━━━ Material shown

PR #912, opened 2026-09-03
Do not keep the settings row's own metadata inside the value

va-resident:
## The bug

`dumpsys settings` prints each row's own metadata after the value:

```
value:1 default:1 defaultSystemSet:true isValuePreservedInRestore:true
value:4 notPreservedInRestore
```

The inline strip in `Settings.parse()` matched one shape only —
`default:X defaultSystemSet:true|false` at end of line — so any other
combination stayed inside the parsed value. `check_indicators()` compares that
string to `safe_value` literally, so a dangerous setting sitting at its safe
value is reported as suspicious.

## The fix

Capture the value to end of line, then split the metadata off at the **first**
metadata key, not the last — a metadata value can itself contain spaces
(`value:Galaxy Z Flip6 default:Galaxy Z Flip6 defaultSystemSet:true`).

## Impact, measured on 30 bug reports (12 vendors, Android 10-16)

| | |
|---|---|
| settings rows | 80527, of which 35874 carry trailing metadata |
| rows keeping it inside the value | 19056, on 19 of 30 devices |
| dangerous-settings alerts before / after | **60 / 8** |
| removed / added | 52 / 0 (parsed key sets identical on all 30) |

The 8 survivors were confirmed against the raw rows. Most frequent false
positive: `accessibility_enabled`, reported as "enabled accessibility services"
on 15 of 30 devices whose value is `0`.

Only `check-bugreport` is affected — `AQFSettings` parses androidqf's
`settings_*.txt` as `key=value` and never reaches this parser.

Split-point safety: across those 35874 rows, no metadata key occurs twice after
`value:` and no remainder ends in anything other than a metadata token, so the
"value containing ` default:`" case does not occur. The value is now also
`.strip()`ed, which affects 10 rows on 7 devices (`value: [ UN UN UN ]`).

## Test plan

- [x] 6 new tests in `tests/android/test_artifact_settings_metadata.py`
- [x] `ruff check`, `ruff format --check`, `mypy`: clean
- [x] `pytest`: full suite green, and re-measured on the 30 bug reports above

### DIFF
--- a/src/mvt/android/artifacts/settings.py
+++ b/src/mvt/android/artifacts/settings.py
@@ -7,6 +7,15 @@ import re
 
 from .artifact import AndroidArtifact
 
+# The row's own metadata follows the value ("value:1 default:1
+# defaultSystemSet:true isValuePreservedInRestore:true"). It starts at the
+# FIRST of these keys, not the last: a metadata value can itself contain
+# spaces ("value:Galaxy Z Flip6 default:Galaxy Z Flip6 ...").
+TRAILING_META_RXP = re.compile(
+    r"\s+(?:default|defaultSystemSet|tag|isValuePreservedInRestore):"
+    r"|\s+(?:not)?[Pp]reservedInRestore\b"
+)
+
 ANDROID_DANGEROUS_SETTINGS = [
     {
         "description": "disabled Google Play Services apps verification",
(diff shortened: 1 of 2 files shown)


DonnchaC:
I've resolved this issue in https://github.com/mvt-project/mvt/pull/914

PR #914, opened 2026-09-04
Parse dumpsys settings as per-record results

DonnchaC:
`Settings.parse` reads the `dumpsys settings` section with one regex per line. That is wrong in two ways which cost records and corrupt values, and it throws away most of what the dump actually contains.

## Defect 1 — values are truncated, and metadata leaks into them

`dumpsys` prints one record per settings row, but a value is free-form: it can contain spaces and run over many lines, and the `default:` / `defaultSystemSet:` metadata is printed after it, so it can end up on a later line than the value starts on. A per-line regex sees none of that.

The bugreport test fixture now carries a `DUMP OF SERVICE settings:` section modelled on the real output. Before/after on that fixture:

| setting | before | after |
| --- | --- | --- |
| `namespace_one/blocked_components` | `com.android.settings,com.android.vending,` | all four packages, over three lines |
| `namespace_one/allowed_packages` | `com.example.messaging,` | `com.example.messaging,\ncom.example.chat` |
| `namespace_one/streaming_blocked_components` | `com.example.dialer,com.example.camera default:com.android.settings,` | `com.example.dialer,com.example.camera` |
| `widget_instance_data` | `{` | the whole JSON document |

The third row is the metadata leak: `defaultSystemSet:` falls on a later line, so the optional tail of the old regex cannot match and ` default:...` stays in the value.

## Defect 2 — records are silently dropped

Results were a `dict` of `dict`s keyed by `namespace -> setting name`, which collapses a name recorded more than once, and the regex required a `pkg:` field which `dumpsys` omits when no package is recorded. On the same fixture the old parser keeps 9 of the 11 rows: the second `widget_instance_data` row (same name, different `_id`) overwrites the first, and `hidden_api_blacklist_exemptions` (no `pkg:`) never matches at all.

## What is parsed now

A line loop accumulates one record at a time, up to the next row, heading or blank line, and splits its `key:value` fields once the whole record has been read. The value and the default are free-form, so each field runs to the next key dumpsys printed. A blank line closes a record because dumpsys prints one after every namespace block and after a change history, and the generation registry follows the last block. Results are a list of records:

```json
{
  "namespace": "global",
  "user": "0",
  "_id": "9631",
  "name": "development_settings_enabled",
  "pkg": "com.android.settings",
  "value": "1",
  "default": "1",
  "defaultSystemSet": "true",
  "history": [
    {
      "timestamp": "2021-11-02 11:21:22.212000",
      "oldValue": "null",
      "newValue": "1",
      "pkg": "com.android.settings"
    },
    {
      "timestamp": "2022-03-14 09:02:11.100000",
      "oldValue": "1",
      "newValue": "0",
      "pkg": "com.example.updater"
    }
  ]
}
```

The change history is the most useful part of the dump that was being discarded: it names the package that changed a setting and when it did so, which for a security-relevant setting is the difference between "accessibility is on" and "accessibility was turned on by `com.example.helper` on this date". `dumpsys` prints those timestamps as `MM-DD HH:MM:SS.mmm` with no year, so they are resolved against the `ending at:` time of the section — the most recent matching date at or before the dump.

## Behaviour delta

- `mvt-android check-bugreport`, `settings` module: results are a list of records instead of a mapping, and the log line counts records.
- Dangerous-setting alerts are unchanged in wording and count, but each now carries the whole record as its event, and takes its event time from the last history entry, so an alert on a changed setting is anchored in time.
- History entries are serialized into the timeline as `settings_change` events (`secure setting "accessibility_enabled" changed from "0" to "1" by com.example.helper`). Settings with no recorded history produce no timeline entries.
- `mvt-android check-androidqf` shares this artifact. Its `settings_*.txt` files are `key=value`, not `dumpsys` records, so it now emits `{namespace, user, name, value}` records rather than a mapping, which keeps a single `check_indicators` for both. Its own `__init__` was pure boilerplate and is gone.

## Related

#912 fixes the metadata-in-value defect for single-line rows by splitting at the first metadata key, and measures the effect across 30 bug reports. This PR reaches the same values by reading whole records, and additionally keeps multi-line values, repeated names, rows without `pkg:`, and the change history. The trailing `tag:`, `isValuePreservedInRestore:` and bare `notPreservedInRestore` tokens that #912 identifies are read as fields of the record in the same way as `default:` and `defaultSystemSet:`, with the bare token recorded as `isValuePreservedInRestore: false`, so a row ending in any of them keeps its plain value whether or not it carries a default. Those rows are the false positives #912 measured.

## Tests

New `tests/android/test_artifact_settings.py` pins multi-line values, the trailing-`default:` leak, the `tag:` and restore-flag tails on rows with and without a default, the generation registry dumped after the last block, repeated names within and across users, a record with no `pkg:`, history resolution across a year boundary, and history with no `ending at:` anchor. `tests/android_bugreport/test_bugreport.py` covers the module end to end including the timeline entry, and the androidqf settings test moves to the new record shape.

Across the Android bug reports available locally, five files carry a settings section (4816 rows; the row counts suggest two distinct devices). None of them prints the vendor tokens, and record counts and dangerous-setting alerts are identical before and after, so the vendor shapes rest on the #912 measurement.

`ruff check`, `mypy` and `pytest` are clean; the six failures in the suite (`tests/common/test_indicators.py` stix2, `tests/test_cli_entry_points.py` plugin completion) reproduce unmodified on `main`.

### DIFF
--- a/src/mvt/android/artifacts/settings.py
+++ b/src/mvt/android/artifacts/settings.py
@@ -4,6 +4,11 @@
 #   https://license.mvt.re/1.1/
 
 import re
+from datetime import datetime
+from typing import Optional, Sequence
+
+from mvt.common.module_types import ModuleAtomicResult, ModuleSerializedResult
+from mvt.common.utils import convert_datetime_to_iso
 
 from .artifact import AndroidArtifact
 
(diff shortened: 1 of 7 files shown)


va-resident:
Ran `_build_record` over the row shapes from the 30 bug reports in #912 —
besides the two tokens you list, `tag:` leaks as well:

```
value:0 tag:null               -> value='0 tag:null'
value:0 notPreservedInRestore  -> value='0 notPreservedInRestore'
```

Both are exactly the false positives I measured in #912 (60 alerts down to 8
across those 30 reports). The value only gets polluted when the row carries no
`default:`, since that's what your `rpartition` anchors on.

Happy to bring the full token list over to this branch, or rebase this onto
#912 — whichever you prefer.

DonnchaC:
Thanks for the feedback and end-to-end testing @va-resident. I've incorporated your fixes into this PR, so it also closes #912.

━━━━━━

#### What is being asked:
Among the lines above, please find those with "full" and copy them.

#### Result for this task:
- [x] `pytest`: full suite green, and re-measured on the 30 bug reports above
Happy to bring the full token list over to this branch, or rebase this onto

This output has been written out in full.